● **REQUIRED WORK**
Please transcribe, exactly, the line that contains "### Problem" and every line after it to the end of the records, and nothing else.

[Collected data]
▽

Issue #575, opened 2018-05-20
Loading Webpack Plugins to expose jQuery to 3rd party modules


lmartins:
### Problem
I am trying to use https://github.com/discolabs/cartjs as a CommonJS module, which is a library that depends on `jQuery` to be available on the window object.

One way Webpack allows to use this is via the `ProvidePlugin` https://webpack.js.org/plugins/provide-plugin/, so I wonder how can we achieve that using Slate's config file.

### More Information

I've tried to expose a plugins array to the dev config, but that unfortunately didn't worked:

△

● **EXERCISE ANSWER**
### Problem
I am trying to use https://github.com/discolabs/cartjs as a CommonJS module, which is a library that depends on `jQuery` to be available on the window object.

One way Webpack allows to use this is via the `ProvidePlugin` https://webpack.js.org/plugins/provide-plugin/, so I wonder how can we achieve that using Slate's config file.

### More Information

I've tried to expose a plugins array to the dev config, but that unfortunately didn't worked:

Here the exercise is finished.